Stored items:
+ + +
PR #268, opened 2016-07-03
Create custom iconset

web-padawan:
Actually `vaadin-combo-box` only uses a few icons, so it would be nice not to import all of the `iron-icons.html`. I created a custom iconset for that.

---
This change is [Reviewable](https://reviewable.io/reviews/vaadin/vaadin-combo-box/268)


manolo:

---

*[vaadin-combo-box-icons.html, line 1 \[r1\]](https://reviewable.io:443/reviews/vaadin/vaadin-combo-box/268#-KM3RsMFUPqhAWLvloOj:-KM3RsMFUPqhAWLvloOk:-112391561) ([raw file](https://github.com/vaadin/vaadin-combo-box/blob/10ba66fc6df69d81aa8ff11b4f871176744d0ac1/vaadin-combo-box-icons.html#L1)):*
> ```HTML
> <link rel="import" href="../iron-iconset-svg/iron-iconset-svg.html">
> ```

I'm not have a definitive preference, but I feel that since this file is really small, I would rather to include in the vaadin-combo-box so as we reduce the one request penalty. I know that most people would vulcanise the output, but everything counts.

---


*Comments from [Reviewable](https://reviewable.io:443/reviews/vaadin/vaadin-combo-box/268)*

tomivirkki:
The PR itself looks fine to me, but the change is a bit of a tradeoff: It adds (very little) weight to projects that already import iron-icons but loses (some more) weight from projects that don't.

All Vaadin Core Elements should be aligned so we'd also require the same changes for our other elements that use iron-icons (date picker, upload).

---







*Comments from [Reviewable](https://reviewable.io:443/reviews/vaadin/vaadin-combo-box/268#-:-KM3SaTKYBgbiKPZyxeg:-273243921)*

web-padawan:
@manolo I updated the PR, now iconset is included to `vaadin-combo-box` as you suggested.

web-padawan:
@tomivirkki did you mean creating an extra repo for all Vaadin Core Elements containing those icons? Or encapsulating icons within each separate component?
Actually, I only found a few icons used by upload and datepicker as well.

Saulis:
@web-padawan this approach works fine, the icons used in date-picker and upload are different so I don't think there would be benefit bundling them in the same iconset. 

If you could rebase this branch, I'd be happy to merge it.

Also, would be super awesome if you could also send us a PR for date-picker and upload for similar changes 😄

web-padawan:
@Saulis thanks! It would be nice. I rebased the branch.
Sure, I'll send a PR soon for date-picker and upload as well :)

Saulis:
:lgtm:

---

Review status: 0 of 2 files reviewed at latest revision, 1 unresolved discussion.

---



*Comments from [Reviewable](https://reviewable.io:443/reviews/vaadin/vaadin-combo-box/268#-:-KN_pSKENlyiXYXCJUVs:1417088721)*

Saulis:
@web-padawan hey there! We actually already got an PR for the upload coming in 😄  

Also, I realised that `iron-icons` uses BSD license which should be included with the icons – so I think we after all need to have the icons in a separate file which also contain both Apache-2.0 license for Vaadin and the original BSD license. 

I'll fix that for combo-box, but please take this into account if you have the time to make a PR for date-picker.

web-padawan:
@Saulis got it, thanks. I'll create a PR for date-picker this weekend.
+ + +
Set down all of the records shown above once more, exactly.

[Output below]
PR #268, opened 2016-07-03
Create custom iconset

web-padawan:
Actually `vaadin-combo-box` only uses a few icons, so it would be nice not to import all of the `iron-icons.html`. I created a custom iconset for that.

---
This change is [Reviewable](https://reviewable.io/reviews/vaadin/vaadin-combo-box/268)


manolo:

---

*[vaadin-combo-box-icons.html, line 1 \[r1\]](https://reviewable.io:443/reviews/vaadin/vaadin-combo-box/268#-KM3RsMFUPqhAWLvloOj:-KM3RsMFUPqhAWLvloOk:-112391561) ([raw file](https://github.com/vaadin/vaadin-combo-box/blob/10ba66fc6df69d81aa8ff11b4f871176744d0ac1/vaadin-combo-box-icons.html#L1)):*
> ```HTML
> <link rel="import" href="../iron-iconset-svg/iron-iconset-svg.html">
> ```

I'm not have a definitive preference, but I feel that since this file is really small, I would rather to include in the vaadin-combo-box so as we reduce the one request penalty. I know that most people would vulcanise the output, but everything counts.

---


*Comments from [Reviewable](https://reviewable.io:443/reviews/vaadin/vaadin-combo-box/268)*

tomivirkki:
The PR itself looks fine to me, but the change is a bit of a tradeoff: It adds (very little) weight to projects that already import iron-icons but loses (some more) weight from projects that don't.

All Vaadin Core Elements should be aligned so we'd also require the same changes for our other elements that use iron-icons (date picker, upload).

---







*Comments from [Reviewable](https://reviewable.io:443/reviews/vaadin/vaadin-combo-box/268#-:-KM3SaTKYBgbiKPZyxeg:-273243921)*

web-padawan:
@manolo I updated the PR, now iconset is included to `vaadin-combo-box` as you suggested.

web-padawan:
@tomivirkki did you mean creating an extra repo for all Vaadin Core Elements containing those icons? Or encapsulating icons within each separate component?
Actually, I only found a few icons used by upload and datepicker as well.

Saulis:
@web-padawan this approach works fine, the icons used in date-picker and upload are different so I don't think there would be benefit bundling them in the same iconset. 

If you could rebase this branch, I'd be happy to merge it.

Also, would be super awesome if you could also send us a PR for date-picker and upload for similar changes 😄

web-padawan:
@Saulis thanks! It would be nice. I rebased the branch.
Sure, I'll send a PR soon for date-picker and upload as well :)

Saulis:
:lgtm:

---

Review status: 0 of 2 files reviewed at latest revision, 1 unresolved discussion.

---



*Comments from [Reviewable](https://reviewable.io:443/reviews/vaadin/vaadin-combo-box/268#-:-KN_pSKENlyiXYXCJUVs:1417088721)*

Saulis:
@web-padawan hey there! We actually already got an PR for the upload coming in 😄  

Also, I realised that `iron-icons` uses BSD license which should be included with the icons – so I think we after all need to have the icons in a separate file which also contain both Apache-2.0 license for Vaadin and the original BSD license. 

I'll fix that for combo-box, but please take this into account if you have the time to make a PR for date-picker.

web-padawan:
@Saulis got it, thanks. I'll create a PR for date-picker this weekend.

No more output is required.